If you get lost, and no longer know why something is not working, do not just
keep fiddling and changing things.

Simplify the problem. Disable all confounding variables and observe your
changes. Open up a repl and try to reproduce the issue in your repl.

Read the source code of your dependencies. I have seen this a lot: People
fiddle with dependencies trying to get them to work. Crack the code open and
read it.

2\. Choose your battles. Not every hill can be the one you die on. You cannot
control every part of a code-base when you are working on a team. People are
going to move your cheese and you need to learn to not let that affect you.

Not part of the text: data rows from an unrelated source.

PR #2628, opened 2023-04-12
sdk/js: add attestFromSui

heyitaki:
This PR adds attest functionality for the WH Sui SDK

PR #2632, opened 2023-04-13
sdk/js: add createWrappedOnSui

heyitaki:
This PR adds the ability to create a wrapped asset via the WH Sui SDK. This functionality is necessarily broken into two steps, since we must call `prepare_registration` and `complete_registration` and the latter takes in an object that is transferred to us as a result of a successful execution of the former.

EDIT: SDK now simply uses pre-built bytecode and uses the following steps to test that the bytecode is accurate to the latest version of the `Coin` contract.

1. Create a temporary directory out of which the wrapped asset will be deployed
2. Recursively copy the `wormhole` and `token_bridge` dependencies to a sibling directory
3. Set up the `Move.toml` files of these dependencies and substitute on-chain addresses
4. Publish the coin
5. Search the signer's owned objects for the WrappedAssetSetup object
6. Call `complete_registration` with the object

I'm sure this can be made more resilient/elegant but it's a good start.


heyitaki:
* sui/integration_v2
  * **PR #2628** <a href="https://app.graphite.dev/github/pr/wormhole-foundation/wormhole/2628" target="_blank">Graphite</a> 
    * **PR #2632** <a href="https://app.graphite.dev/github/pr/wormhole-foundation/wormhole/2632" target="_blank">Graphite</a>  👈

This comment was auto-generated by [Graphite](https://app.graphite.dev/github/pr/wormhole-foundation/wormhole/2632?utm_source=stack-comment).

sdk/js/src/sui/publish.ts
```diff
@@ -0,0 +1,257 @@
...
+  const defaultTomlPath = getDefaultTomlPath(packagePath);
+  const tempTomlPath = getTempTomlPath(packagePath);
+  if (fs.existsSync(tempTomlPath)) {
+    fs.renameSync(tempTomlPath, defaultTomlPath);
+  }
+};
+
+const cloneDependencies = async (): Promise<void> => {
+  const { tree, sha: latestSha } = await fetchWormholeTree(
+    "sui/integration_v2"
```
a5-pickle, line 61: Can we make this a const at the top of the file so it's clear that we'll need to change this?

It might be best if `fetchWormholeTree` took an optional argument for the ref, which will default to `main`. And for the time being, we are explicitly setting it to a const value (e.g. `TEMPORARY_SUI_BRANCH`) using that const value here.

Either that or a TODO comment would be helpful.

sdk/js/src/sui/template/coin.move
```diff
@@ -0,0 +1,28 @@
...
+            create_wrapped::prepare_registration(
+                witness,
+                VAA,
+                ctx
+            ),
+            tx_context::sender(ctx)
+        );
+    }
+
+    public fun token_meta(): AssetMeta {
```
a5-pickle, line 23: We may not want this here unless it'll be used to test something (which I didn't find in this PR).

sdk/js/src/token_bridge/__tests__/sui-integration.ts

3\. Learn to lose. Similar to the last one. Treat technical discussions as
discussions, not a competition. Use neutral language that frames your ideas as
NOT your ideas, but just other options. Keep an open mind and let the best
idea win.

4\. Write tests. There are outliers here, but the majority of talented
engineers I have worked with are all on the same page: If you don't have
tests, you cannot safely refactor your code[0]. If you cannot safely refactor
your code, you cannot improve your codebase. If you cannot improve your
codebase, it turns to mush.

5\. Simplicity is golden. Keep your projects simple, doing the bare minimum of
what you need, and do not refer to your crystal ball for what you might need
later. Single responsibility principle. Keep your Modules and your functions
simple and small, and combine them to create more complicated behaviour.

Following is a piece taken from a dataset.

PR #2649, opened 2023-04-14
Node: RunWithScissors should not hang on error if no listener

bruce-riley:
The existing RunWithScissors will hang if it tries to write to the error channel if there is no listener. This PR changes that. It also adds tests and metrics to allow us to verify the behavior.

6\. Quit shitty jobs. If you are not learning at a job, or they are abusing
you, you need to get the hell out of there. Burn-out is real. Burn out on
something cool that helps YOU, not pointless toil for some corporate overlord.

0: Martin Fowler's Refactoring 2nd edition

------
analog31
I call myself a scientist, not an engineer, so I conveniently rule myself out
of contention. But I think the best engineers...

* Multidisciplinary

* Quantitative

* Scientific

* Curious, skeptical

* Thorough

* Willing to abandon a bad idea

* Willing to advocate a junior colleague's good idea

As an add-on question: Which of the properties mentioned in this thread do
your organization actively drive out of people?

------
celim307
Know when the juice is worth the squeeze, whether it be a refactor, a
political fight, or even the job itself. There are not a lot of hills I'll die
on anymore, while when I was younger everything seemed life or death. Now I
got other things to worry about.

------
api
A few I don't see mentioned:

They are strategically lazy, putting a lot of thought into how to simplify at
all levels. Great engineers loathe complexity and indulge in it reluctantly.
Solutions should never be more complex than what the problem domain demands.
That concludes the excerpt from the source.